◆ **EXERCISE PROMPT**
Here the job is to return only the lines of the material, exactly, from the first one to the line with "- Updated tracer/test".

◆ **EXERCISE DATA**

Segment Open

PR #7138, opened 2025-06-24
[OTEL] Metrics API Support

link04:
## Summary of changes
Experimental OpenTelemetry Metrics support:
- Added configuration keys for enabling OTLP metrics (`DD_METRICS_OTEL_ENABLED`) and specifying enabled meters (`DD_METRICS_OTEL_METER_NAMES`).
- Introduced `OtlpMetricsExporter `(with duck-typed interfaces) for initializing OTLP metrics export.
- Updated tracer/test helpers to handle, deserialize, and verify OTLP metric requests.
- Added metrics instrumentation to the sample OpenTelemetrySdk test app.

This feature is tested across the following runtime + SDK combinations to ensure the correct set of metrics are exported for each:

| .NET Runtime | OTel SDK Version | Supported Metrics                                                                 |
|--------------|------------------|------------------------------------------------------------------------------------|
| `.NET 6`     | `1.3.2`          | `Counter`, `Histogram`, `ObservableCounter`, `ObservableGauge`                    |
| `.NET 7 / 8` | `1.5.1`          | All of the above + `UpDownCounter`, `ObservableUpDownCounter`                     |
| `.NET 9`     | `1.12.0`         | All of the above + `Gauge<T>` (requires both .NET 9 and OTel SDK ≥ 1.10.0)        |

✅ These specific versions were selected to represent the earliest SDK version that supports the full metric surface available on each runtime.

We test one representative OpenTelemetry version per runtime to avoid duplication and snapshot churn.

To enable OTLP metrics export via this integration, the application must:
Use OpenTelemetry SDK version 1.3.2 or higher
Configure an OTLP metrics exporter (e.g. to http://localhost:port)
Set the following environment variables:
```
DD_METRICS_OTEL_ENABLED=true — turns on metrics export
DD_TRACE_ENABLED_METERS=MyAppMeter — limits export to specific meters
OTEL_EXPORTER_OTLP_PROTOCOL=http/protobuf — required format
OTEL_EXPORTER_OTLP_ENDPOINT=http://<agent>:<port> — where metrics are sen
```
## Reason for change
POC to enable exporting metrics using the OpenTelemetry Metrics API and OTLP protocol for improved observability and interoperability. [APMAPI-1321](https://datadoghq.atlassian.net/browse/APMAPI-1321)

## Implementation details
- Uses duck-typing to integrate with OpenTelemetry SDK and OTLP exporter without direct dependency.
- Configuration-driven activation of metrics exporting and meter selection.
- Test helpers extended to parse protobuf OTLP metrics for validation.
- Sample application now emits various metric types (counter, histogram, up/down counter, gauge).
## Test coverage
- Added end-to-end integration tests to verify OTLP metrics are emitted and received.
- MockAgent updated to deserialize OTLP metric payloads and support snapshot verification, using the proto Otel files I generated locally and the adding the `Google.Protobuf` package.
- Sample app exercises new metrics instrumentation for test scenarios.

## Other details
The work on this PR is part of a experimental POC to demonstrate the tracer been able to setup and send the meters the customer has to the Agent using the OTLP endpoint it has, work has been scheduled to provide support and update some of the implementation details here before going GA.

[APMAPI-1321]: https://datadoghq.atlassian.net/browse/APMAPI-1321?atlOrigin=eyJpIjoiNWRkNTljNzYxNjVmNDY3MDlhMDU5Y2ZhYzA5YTRkZjUiLCJwIjoiZ2l0aHViLWNvbS1KU1cifQ


tracer/test/test-applications/integrations/Samples.OpenTelemetrySdk/Samples.OpenTelemetrySdk.csproj
```diff
@@ -3,7 +3,7 @@
     <!-- System.Runtime.CompilerServices.Unsafe doesn't support netcoreapp2.1-->
     <!-- https://andrewlock.net/stop-lying-about-netstandard-2-support/-->
     <SuppressTfmSupportBuildWarnings>true</SuppressTfmSupportBuildWarnings>
-    <ApiVersion Condition="'$(ApiVersion)' == ''">1.7.0</ApiVersion>
+    <ApiVersion Condition="'$(ApiVersion)' == ''">1.10.0</ApiVersion>
```
link04: Just realized I left this in which I changed to match the system-tests, unless others tests do not pass I see no reason to not leave it as it is, otherwise I can downgrade it.

tracer/test/Datadog.Trace.TestHelpers/MockTracerAgent.cs
```diff
@@ -948,6 +959,54 @@ private void HandleTracerFlarePayload(MockHttpRequest request)
...
+            if (request.PathAndQuery.StartsWith("/v1/metrics") && contentType.Contains("protobuf"))
+            {
+                try
+                {
+                    var metricsData = MetricsData.Parser.ParseFrom(body);
+                    var resource = metricsData.ResourceMetrics[0];
+
+                    if (resource.ScopeMetrics[0] is not null)
+                    {
+                        deserializedData = resource.ScopeMetrics[0];
```
zacharycmontoya: How come you're only extracting the scope metrics? I think it's also important that we extract and test against the enclosing ResourceMetrics, since it contains the ScopeMetrics and Resources, which will become important later on

link04: To get something simple and make sure the values, unit, attributes and name match I decided to only do the scope but just changed it to send the full ResourceMetrics: 
- https://github.com/DataDog/dd-trace-dotnet/pull/7138/commits/011b913691f67646155f56aa3cded696919e2d61

tracer/src/Datadog.Trace/Configuration/ConfigurationKeys.cs
```diff
@@ -805,6 +805,16 @@ internal static class FeatureFlags
             /// </summary>
             public const string OpenTelemetryEnabled = "DD_TRACE_OTEL_ENABLED";
 
+            /// <summary>
+            /// Enables beta support for exporting OTLP metrics generated by the OpenTelemetry Metrics API.
```
zacharycmontoya: Two small suggestions here:
- Since we said "experimental" support below, maybe we can change `beta` to `experimental`?
- Can you document that this is only supported for .NET 6 and later? Internally, the reason is that the BCL class `MeterListener` that makes this all possible is shipped in-box starting with [.NET 6](https://learn.microsoft.com/en-us/dotnet/api/system.diagnostics.metrics.meterlistener)

tracer/src/Datadog.Trace/Configuration/ConfigurationKeys.cs
```diff
@@ -805,6 +805,16 @@ internal static class FeatureFlags
...
+            /// </summary>
+            public const string OpenTelemetryMetricsEnabled = "DD_METRICS_OTEL_ENABLED";
+
+            /// <summary>
+            /// List of meters to add to the metrics exporter for the experimental OpenTelemetry Metrics API support.
+            /// </summary>
+            public const string EnabledMeters = "DD_TRACE_ENABLED_METERS";
```
zacharycmontoya: Now that we're going with `DD_METRICS_OTEL_ENABLED`, what do you think of renaming this to something like `DD_METRICS_OTEL_METER_NAMES`?

tracer/src/Datadog.Trace/OTelMetrics/DuckTypes/IMeterProviderBuilder.cs
```diff
@@ -0,0 +1,22 @@
...
+#nullable enable
+
+using Datadog.Trace.DuckTyping;
+
+namespace Datadog.Trace.OTelMetrics.DuckTypes
+{
+    internal interface IMeterProviderBuilder : IDuckType
+    {
+        [Duck(ParameterTypeNames = new[] { "System.String[]" })]
+        IMeterProviderBuilder AddMeter(params string[] names);
```
zacharycmontoya: I think this can be simplified to the following suggestion. At runtime the target method AddMeter accepts a `string[]` so in our proxy let's just make it explicit, and I expect the DuckType matching to find the overload just fine.

```suggestion
        IMeterProviderBuilder AddMeter(string[] names);
```

tracer/src/Datadog.Trace/OTelMetrics/OtlpMetricsExporter.cs
```diff
@@ -0,0 +1,77 @@
...
+                    var otelSdkProxy = (IOtelSdk)otelSdkProxyResult.CreateInstance(null!);
+                    var meterProviderBuilder = otelSdkProxy.CreateMeterProviderBuilder();
+                    var builderProxy = meterProviderBuilder.DuckCast<IMeterProviderBuilder>();
+                    builderProxy.AddMeter(Tracer.Instance.Settings.EnabledMeters);
+
+                    var otlpExporterType = Type.GetType("OpenTelemetry.Metrics.OtlpMetricExporterExtensions, OpenTelemetry.Exporter.OpenTelemetryProtocol", throwOnError: false);
+                    if (otlpExporterType is null)
+                    {
+                        ThrowHelper.ThrowNullReferenceException($"The OpenTelemetry Protocol Exporter type is null, make sure the nuget is installed to collect metrics.");
+                        return;
```
zacharycmontoya: We can remove this line, the ThrowHelper will throw an exception and the control will switch to the catch block below.
```suggestion
```

tracer/src/Datadog.Trace/OTelMetrics/OtlpMetricsExporter.cs
```diff
@@ -0,0 +1,77 @@
...
+
+        public static void Initialize()
+        {
+            try
+            {
+                var otelSdkType = Type.GetType("OpenTelemetry.Sdk, OpenTelemetry", throwOnError: false);
+                if (otelSdkType is null)
+                {
+                    ThrowHelper.ThrowNullReferenceException($"The OpenTelemetry SDK type is null, make sure the nuget installed to collect metrics.");
+                    return;
```
zacharycmontoya: Same comment as below, we don't need the return statement since it will never be hit.
```suggestion
```

tracer/src/Datadog.Trace/OTelMetrics/OtlpMetricsExporter.cs
```diff
@@ -0,0 +1,77 @@
...
+                    ThrowHelper.ThrowNullReferenceException($"Resulting proxy type after Ducktyping attempt {otelSdkProxyResultType} is null");
+                }
+                else if (otelSdkProxyResult.Success)
+                {
+                    var otelSdkProxy = (IOtelSdk)otelSdkProxyResult.CreateInstance(null!);
+                    var meterProviderBuilder = otelSdkProxy.CreateMeterProviderBuilder();
+                    var builderProxy = meterProviderBuilder.DuckCast<IMeterProviderBuilder>();
+                    builderProxy.AddMeter(Tracer.Instance.Settings.EnabledMeters);
+
+                    var otlpExporterType = Type.GetType("OpenTelemetry.Metrics.OtlpMetricExporterExtensions, OpenTelemetry.Exporter.OpenTelemetryProtocol", throwOnError: false);
```
zacharycmontoya: Can you rename this `otlpExporterType` variable? The actual type is the static class `OtlpMetricExporterExtensions` so the current name is misleading. The same comment applies below to the `otlpExporterProxyResult`

tracer/src/Datadog.Trace/OTelMetrics/OtlpMetricsExporter.cs
```diff
@@ -0,0 +1,77 @@
...
+                    }
+
+                    var otlpExporterProxyResult = DuckType.GetOrCreateProxyType(typeof(IOtlpMetricExporterExtensions), otlpExporterType);
+                    if (otlpExporterProxyResult.Success)
+                    {
+                        var otlpExporterProxy = (IOtlpMetricExporterExtensions)otlpExporterProxyResult.CreateInstance(null!);
+                        otlpExporterProxy.AddOtlpExporter(builderProxy);
+
+                        var meterProvider = builderProxy.Build();
+                        AppDomain.CurrentDomain.ProcessExit += (_, _) => meterProvider.Dispose();
```
zacharycmontoya: Small nit: In `tracer/src/Datadog.Trace/ClrProfiler/Instrumentation.cs` we register a couple of actions on shutdown by calling `LifetimeManager.Instance.AddShutdownTask`. Can you add your Action to dipose the meterprovider there instead of directly calling ProcessExit?

tracer/test/Datadog.Trace.TestHelpers/MockTracerAgent.cs
zacharycmontoya: Thanks for updating it! This will be good to have moving forward

zacharycmontoya (approved):
I left small nits, but overall I think this design looks good for a POC. LGTM after the new integration tests pass

zacharycmontoya:
Note: My name is on some of the earlier commits, but that work has largely been excluded from this POC so I think it's ok that I approve it.

tracer/test/test-applications/integrations/Samples.OpenTelemetrySdk/OpenTelemetryMetricsMeter.cs
```diff
@@ -0,0 +1,24 @@
...
+    private static readonly Meter _meter = new Meter(MeterName);
+    public static Counter<long> LongCounter => _meter.CreateCounter<long>("example.counter");
+    public static Histogram<double> DoubleHistogram => _meter.CreateHistogram<double>("example.histogram");
+    public static ObservableCounter<long> AsyncLongCounter = _meter.CreateObservableCounter<long>("example.async.counter", () => 22L);
+    public static ObservableGauge<double> AsyncGauge = _meter.CreateObservableGauge<double>("example.async.gauge", () => 88L);
+#if NET7_0_OR_GREATER
+    public static UpDownCounter<long> LongUpDownCounter = _meter.CreateUpDownCounter<long>("example.upDownCounter");
+    public static ObservableUpDownCounter<long> AsyncLongUpDownCounter = _meter.CreateObservableUpDownCounter<long>("example.async.upDownCounter", () => 66L);
+#endif
+#if NET8_0_OR_GREATER
```
zacharycmontoya: According to these [docs](https://learn.microsoft.com/en-us/dotnet/api/system.diagnostics.metrics.gauge-1?view=net-9.0), this type is only built-in starting with .NET 9 (notice how it says `8 (package-provided),` whereas it says `9,`
```suggestion
#if NET9_0_OR_GREATER
```

link04: Addressed on my last commit: https://github.com/DataDog/dd-trace-dotnet/pull/7138/commits/aea1ab86d8d095e7351fe93be88e1f5eed97a8c0

tracer/src/Datadog.Trace/OTelMetrics/OtlpMetricsExporter.cs
link04: Addressed on my last commit: https://github.com/DataDog/dd-trace-dotnet/pull/7138/commits/aea1ab86d8d095e7351fe93be88e1f5eed97a8c0

tracer/src/Datadog.Trace/OTelMetrics/OtlpMetricsExporter.cs
link04: Addressed on my last commit: https://github.com/DataDog/dd-trace-dotnet/pull/7138/commits/aea1ab86d8d095e7351fe93be88e1f5eed97a8c0

tracer/src/Datadog.Trace/OTelMetrics/DuckTypes/IMeterProviderBuilder.cs
link04: Addressed on my last commit: https://github.com/DataDog/dd-trace-dotnet/pull/7138/commits/aea1ab86d8d095e7351fe93be88e1f5eed97a8c0

tracer/test/Datadog.Trace.ClrProfiler.IntegrationTests/OpenTelemetrySdkTests.cs
```diff
@@ -197,6 +198,81 @@ public async Task IntegrationDisabled(string packageVersion)
...
+
+            if ((runtimeMajor == 7 || runtimeMajor == 8) && parsedVersion < new Version(1, 4, 0))
+            {
+                throw new SkipException("UpDownCounter requires OTel 1.4.0+.");
+            }
+
+            if (runtimeMajor == 9 && parsedVersion < new Version(1, 10, 0))
+            {
+                throw new SkipException("Gauge<T> in .NET 9 requires OTel 1.10.0+.");
+            }
```
link04: This is the part I am unsure about and believe could be improved, check the PR summary to understand the support OTEL provides and why I decided to add the tests like this. Appreciate all feedback 🙇 .

tracer/src/Datadog.Trace/Configuration/ConfigurationKeys.cs
```diff
@@ -805,6 +805,18 @@ internal static class FeatureFlags
...
+            /// Enables experimental support for exporting OTLP metrics generated by the OpenTelemetry Metrics API.
+            /// This feature is only available starting with .NET 6.0, as it relies on the BCL class MeterListener
+            /// which is shipped in-box starting with .NET 6.
+            /// </summary>
+            public const string OpenTelemetryMetricsEnabled = "DD_METRICS_OTEL_ENABLED";
+
+            /// <summary>
+            /// List of meters to add to the metrics exporter for the experimental OpenTelemetry Metrics API support.
+            /// </summary>
+            public const string OpenTelemetryMeterNames = "DD_METRICS_OTEL_METER_NAMES";
```
NachoEchevarria, line 819: I did not see this one in https://github.com/DataDog/dd-go/blob/prod/trace/apps/tracer-telemetry-intake/telemetry-payload/static/config_norm_rules.json

I guess it should be added at some point before merging.

tracer/src/Datadog.Trace/OTelMetrics/OtlpMetricsExporter.cs
```diff
@@ -0,0 +1,75 @@
...
+#if NET6_0_OR_GREATER
+
+using System;
+using Datadog.Trace.DuckTyping;
+using Datadog.Trace.Logging;
+using Datadog.Trace.OTelMetrics.DuckTypes;
+
+#nullable enable
+
+namespace Datadog.Trace.OTelMetrics
```
NachoEchevarria, line 15: NIT: As a matter of personal preference, scoped namespaces seem cleaner.

tracer/src/Datadog.Trace/OTelMetrics/OtlpMetricsExporter.cs
```diff
@@ -0,0 +1,75 @@
...
+                if (otelSdkProxyResultType is null)
+                {
+                    ThrowHelper.ThrowNullReferenceException($"Resulting proxy type after Ducktyping attempt of {typeof(IOtelSdk)} is null.");
+                }
+                else if (otelSdkProxyResult.Success)
+                {
+                    var otelSdkProxy = (IOtelSdk)otelSdkProxyResult.CreateInstance(null!);
+                    var meterProviderBuilder = otelSdkProxy.CreateMeterProviderBuilder();
+                    var meterProviderProxy = meterProviderBuilder.DuckCast<IMeterProviderBuilder>();
+                    meterProviderProxy.AddMeter(Tracer.Instance.Settings.OpenTelemetryMeterNames);
```
NachoEchevarria: NIT: Maybe we should be avoid this call for performance reasons if OpenTelemetryMeterNames is empty. WDYT?

NachoEchevarria (approved):
While I am not used to work with OTEL and I have limited knowledge of that area, the code looks fine to me. Nice job!

tracer/src/Datadog.Trace/OTelMetrics/OtlpMetricsExporter.cs
```diff
@@ -0,0 +1,75 @@
...
+                        LifetimeManager.Instance.AddShutdownTask(_ => meterProvider.Dispose());
+                        Log.Information("Successfully Ducktyped and configured OTLP Metrics Exporter.");
+                    }
+                }
+            }
+            catch (Exception e)
+            {
+                Log.Error("Exception when initializing OTLP Metrics Exporter: {E}", e.ToString());
+                throw;
+            }
```
bouwkast: A nitpick, but it looks like `Initialize` is already covered by a try/catch so this isn't entirely necessary (and we'd be double logging the error here)

Maybe remove the `Log.Error` here 
Or just remove the try/catch entirely

Or do nothing as it isn't big, but would be nice to remove the `Log.Error` as if we do hit this we'll generate duplicate log messages essentially.
```suggestion
            catch (Exception e)
            {
                throw;
            }
```

tracer/test/Datadog.Trace.ClrProfiler.IntegrationTests/OpenTelemetrySdkTests.cs
bouwkast: It looks fine to me, one thing though is that by default `packageVersion` when running locally will always be empty, so it'd hit the first `SkipException`

What we do in other cases is just assume a package version (usually what is installed in the sample application) and use that as the version if it is empty. Not great, but allows for at least running the test suite without code modification.

tracer/test/Datadog.Trace.ClrProfiler.IntegrationTests/OpenTelemetrySdkTests.cs
```diff
@@ -197,6 +198,81 @@ public async Task IntegrationDisabled(string packageVersion)
...
+
+            var snapshotName = (runtimeMajor, packageVersion) switch
+            {
+                (6, "1.3.2") => "NET_6",
+                (7 or 8, "1.5.1") => "NET_7_8",
+                (>= 9, "1.12.0") => string.Empty,
+                _ => throw new SkipException($"Unnecessary test: runtime {runtimeMajor}, OTel {packageVersion}")
+            };
```
bouwkast: I think this will cause SkipExceptions to be thrown if we update the latest version? 

Probably want to make this consider ranges something like this (haven't run to see if it actually works 😄 ):



```suggestion
            var snapshotName = runtimeMajor switch
            {
                6 when parsedVersion >= new Version("1.3.2") && parsedVersion < new Version("1.5.0") => "NET_6",
                7 or 8 when parsedVersion >= new Version("1.5.1") && parsedVersion < new Version("1.10.0") => "NET_7_8",
                >= 9 when parsedVersion >= new Version("1.12.0") => string.Empty,
                _ => string.Empty
            };
```

tracer/test/Datadog.Trace.TestHelpers/Datadog.Trace.TestHelpers.csproj
```diff
@@ -8,6 +8,7 @@
     <PackageReference Include="HttpMultipartParser" Version="5.1.0" />
     <PackageReference Include="PublicApiGenerator" Version="10.2.0" />
     <PackageReference Include="DiffPlex" Version="1.7.1" />
+    <PackageReference Include="Google.Protobuf" Version="3.25.1" />
```
bouwkast, line 17: Could you add a comment in this file or in the sample app for how the proto files were generated?

tracer/src/Datadog.Trace/OTelMetrics/OtlpMetricsExporter.cs
```diff
@@ -0,0 +1,75 @@
...
+        private static readonly IDatadogLogger Log = DatadogLogging.GetLoggerFor(typeof(OtlpMetricsExporter));
+
+        public static void Initialize()
+        {
+            try
+            {
+                var otelSdkType = Type.GetType("OpenTelemetry.Sdk, OpenTelemetry", throwOnError: false);
+                if (otelSdkType is null)
+                {
+                    ThrowHelper.ThrowNullReferenceException($"The OpenTelemetry SDK type is null, make sure the nuget installed to collect metrics.");
```
bouwkast:
```suggestion
                    ThrowHelper.ThrowNullReferenceException($"The OpenTelemetry SDK type is null, make sure the OpenTelemetry NuGet package is installed to collect metrics.");
```

tracer/src/Datadog.Trace/OTelMetrics/OtlpMetricsExporter.cs
```diff
@@ -0,0 +1,75 @@
...
+                {
+                    var otelSdkProxy = (IOtelSdk)otelSdkProxyResult.CreateInstance(null!);
+                    var meterProviderBuilder = otelSdkProxy.CreateMeterProviderBuilder();
+                    var meterProviderProxy = meterProviderBuilder.DuckCast<IMeterProviderBuilder>();
+                    meterProviderProxy.AddMeter(Tracer.Instance.Settings.OpenTelemetryMeterNames);
+
+                    var otlpMetricExporterExtensionsType = Type.GetType("OpenTelemetry.Metrics.OtlpMetricExporterExtensions, OpenTelemetry.Exporter.OpenTelemetryProtocol", throwOnError: false);
+                    if (otlpMetricExporterExtensionsType is null)
+                    {
+                        ThrowHelper.ThrowNullReferenceException($"The OpenTelemetry Metrics Exporter Extensions type is null, make sure the nuget is installed to collect metrics.");
```
bouwkast:
```suggestion
                        ThrowHelper.ThrowNullReferenceException($"The OpenTelemetry Metrics Exporter Extensions type is null, make sure the OpenTelemetry NuGet package is installed to collect metrics.");
```

tracer/src/Datadog.Trace/Configuration/ConfigurationKeys.cs
link04: So for this one we are not sure it will be used outside of the POC yet(not be intended for production) so will follow up on this if needed.

tracer/src/Datadog.Trace/OTelMetrics/OtlpMetricsExporter.cs
link04: I did a change so that if the config is not set we don't even try to initialize as it would be useless. Thank you.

Segment Closed

◆ **WRITTEN ANSWER**
PR #7138, opened 2025-06-24
[OTEL] Metrics API Support

link04:
## Summary of changes
Experimental OpenTelemetry Metrics support:
- Added configuration keys for enabling OTLP metrics (`DD_METRICS_OTEL_ENABLED`) and specifying enabled meters (`DD_METRICS_OTEL_METER_NAMES`).
- Introduced `OtlpMetricsExporter `(with duck-typed interfaces) for initializing OTLP metrics export.
- Updated tracer/test helpers to handle, deserialize, and verify OTLP metric requests.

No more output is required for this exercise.